Niederhoffer In Trouble..... Again !!

Discussion in 'Wall St. News' started by cosmokramer, Feb 7, 2010.

  1. Thank you for that comment.
     
    #201     Jul 30, 2010
  2. TraDaToR

    TraDaToR

    "But regrettably, duplicity is very, very important in life. The direct approach always creates tremendous obstruction and friction from the adversary, so often the indirect approach is necessary."

    Thoreau, "the eagle"
     
    #202     Jul 30, 2010
  3. beautiful reply and straight to the ACTUAL point, the rest is meaningless...

     
    #203     Jul 30, 2010
  4. until...

     
    #204     Jul 30, 2010
  5. What did the beaver say?
     
    #205     Jul 30, 2010
  6. Taleb has never been considered a highly talented trader, never has he been portrayed as such either. Niederhoffer has fallen victim to his own overblown ego and arrogance, someone who failed that often and blew away the investments he was supposed to safeguard and still believes he is completely misunderstood by the rest of the world is probably supposed to be hammered down by his creator like a nail each time it sticks out. At least he comes across as a guy who has an extremely hard time to learn from mistakes because he does not believe those were mistakes in the first place.

    So much about two people who both will never end up in the traders' or investors' hall of fame.

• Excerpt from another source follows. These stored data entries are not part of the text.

PR #821, opened 2020-01-08
Maybeboard feature.

### LINKED ISSUE #246: A maybeboard to hold potential cube inclusions
Have a dedicated area to put potential inclusions for the cube so that I don't forget about it. This area would not count towards any of the cube's statistics, but would be displayed on the cube listing page. Controls to easily move cards to and from this area would also be provided.

Currently users can use blog posts and the overview to track maybeboard cards. So this is not a pressing feature.

phulin:
This PR adds a "maybeboard" where you can store cards you are considering adding to a cube. The maybeboard is hidden by default and is exposed by an option in the "Display" menu. Clicking on a card in the maybeboard adds it to a changelist so you can add it to the cube.

Screenshot:
image

Closes #246.

### DIFF
--- a/models/cube.js
+++ b/models/cube.js
@@ -63,8 +63,14 @@ const cubeSchema = mongoose.Schema({
     type: [String],
     default: [],
   },
-  cards: [Card],
-  maybe: [Card],
+  cards: {
+    type: [Card],
+    default: [],
+  },
+  maybe: {
+    type: [Card],
+    default: [],
+  },
   tag_colors: [
     {
       tag: String,
--- a/models/cube.js
+++ b/models/cube.js
@@ -1,5 +1,18 @@
 const mongoose = require('mongoose');
 
+const Card = {
+  tags: [String],
+  finish: { type: String, default: 'Non-foil' },
+  status: String,
+  colors: [String],
+  cmc: Number,
+  cardID: String,
+  type_line: String,
+  addedTmsp: Date,
+  imgUrl: String,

    Re your comment on the correlation between consistent gains and the application of scientific and statistical approaches to trading, I think you are a little too naive. Could you have possibly forgotten some other elements? What about prudent risk management, patience, the correct reading of fear and greed (something that I have thus far not seen properly priced by any algorithm that I have ever come across), among others. That is precisely the point why Niederhoffer goes down time and again, because he thinks he has it all figured out with his competitive character and Harvard degree and S-Plus and Spreadsheet statistical approach to markets, while being completely ignorant on proper risk management, alas pulling the emergency exit string.

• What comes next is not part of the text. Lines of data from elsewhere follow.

Issue #1230, opened 2020-03-16
Blog Post Confirm delete accept enter


dekkerglen:
As a user, It'd be awesome if when the "are you sure you want to delete?" dialogue pops up, I could hit enter or spacebar or something to confirm deletion rather than clicking the button.

PR #1238, opened 2020-03-29
Add Blog Post Confirm Delete via Enter keystroke

vhaso:
Issue: #1230

Solution: 
When the delete modal is opened, an event is added, which is triggered by keyup of the Enter key and which clicks the delete button programatically. This event is removed when the delete modal is closed.


phulin:
Could you instead move the delete modal into react? I'd really like to avoid creating new jquery code.

vhaso:
@phulin Yes, I could. There was some JQuery code in the same file so I thought it was an acceptable solution. I don't have that much experience with react, but I'll figure it out.

phulin:
I thought I had a pending PR to get rid of all the remaining jquery code but I don't remember what happened to it

vhaso:
Now there is a different bug: closing the modal does not remove the keybinding.

src/components/BlogDeleteModal.js
```diff
@@ -0,0 +1,68 @@
...
+      } else {
+        window.location.href = '';
+      }
+    });
+  }
+
+  render() {
+    const { isOpen } = this.state;
+    return (
+      <>
```
phulin: You don't need the `<>` fragment tag wrapping the modal here.

src/components/BlogDeleteModal.js
```diff
@@ -0,0 +1,68 @@
...
+import { csrfFetch } from '../util/CSRF';
+
+class BlogDeleteModal extends React.Component {
+  constructor(props) {
+    super(props);
+    this.state = {
+      isOpen: Boolean(props.isOpen),
+    };
+
+    this.close = this.close.bind(this);
```
phulin: Instead of having close here, have close be a function on the context menu passed down to the modal. Have the isOpen state be managed by the context menu.

src/components/BlogDeleteModal.js
```diff
@@ -0,0 +1,68 @@
...
+    this.confirm = this.confirm.bind(this);
+    this.keyPress = this.keyPress.bind(this);
+  }
+
+  close() {
+    document.removeEventListener('keyup', this.keyPress);
```
phulin: No need for an event listener on the whole document. You can add a `componentDidUpdate` method that uses a ref to put focus on the delete button when the modal opens. That avoids the cleanup problems.

src/components/BlogContextMenu.js
```diff
@@ -1,26 +1,38 @@
...
       dropdownOpen: !this.state.dropdownOpen,
     });
     updateBlog();
   }
 
+  openDeleteModal() {
+    this.deleteModal.current.setState({
+      isOpen: true,
+    })
+    document.addEventListener('keyup', this.deleteModal.current.keyPress);
```
phulin: See comment below.

phulin:
Can you fix the merge conflicts?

    P.S.: Its utterly funny how a guy still believes a huge dump in global markets was connected in whatsoever way with his positions he was holding at that time.


     
    #206     Jul 30, 2010
  7. zdreg

    zdreg

    I understand why taleb may not end up in the trader's hall of fame but why not in the investor's hall of fame?
     
    #207     Jul 30, 2010
  8. Doubt it.

    You perceive investors wanted to "take a flier and go for broke" with the money they had with him. And if they lost it all, oh well. They may have SAID that in the beginning, but what they REALLY meant was "make me a BIG return, but don't lose my money"...
     
    #208     Jul 30, 2010
  9. So what? If he blows up and loses it all, having made bank in prior years means nothing.

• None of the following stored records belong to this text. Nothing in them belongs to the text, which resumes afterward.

PR #1244, opened 2020-04-02
Improve dynamic color choices for bots

ruler501:
Calculates off of ELO, not count for openness and precomputes most of the values to avoid doing as many duplicate calculations.

### DIFF
--- a/src/utils/Draft.js
+++ b/src/utils/Draft.js
@@ -24,6 +24,7 @@ function init(newDraft) {
   for (const seat of draft.seats) {
     seat.seen = fromEntries(COLOR_COMBINATIONS.map((comb) => [comb.join(''), 0]));
     addSeen(seat.seen, seat.packbacklog[0].slice());
+    seat.picked = fromEntries(COLOR_COMBINATIONS.map((comb) => [comb.join(''), 0]));
   }
   draft.overallPool = fromEntries(COLOR_COMBINATIONS.map((comb) => [comb.join(''), 0]));
   addSeen(draft.overallPool, draft.initial_state.flat(3));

    I can tell that you have never managed OPM. You're all talk and no experience.. just like Obama and his administration.
     
    #209     Jul 30, 2010
  10. So, let me see whether I understood you correctly: You understand the risk-return relationship, bravo. And diversification is no foreign term to you, even better. That things can go bad is a probability certain sophisticated investors take into account, agreed with you. However, Magic Vic fuxxed up 3 times to such large order that he lost his investors hundreds of millions of dollars. There is something that is called maximum draw down. That is why Tiger closed certain funds, thats why Soros closed certain funds because max drawdown was reached.

    Vic, however, could not overcome his ego and had to double down and rather go for total defeat. After all he applied what he learned. There are only winners or losers, nothing in between. Not only did he do it once, not twice, three times, and thats only what is documented in popular media. The problem I have with this guy that he is blaming the rest of the world for his mistakes, yet he learns fuxxing NOTHING. He is not even aware of his statistical fallacies. He steadfastly believes that he is right and the markets figured it all wrong, thats the funny part. What I DONT UNDERSTAND is people who still entrust this guy with a dime. From now on, those who invest with him deserve to lose. Enough said!!!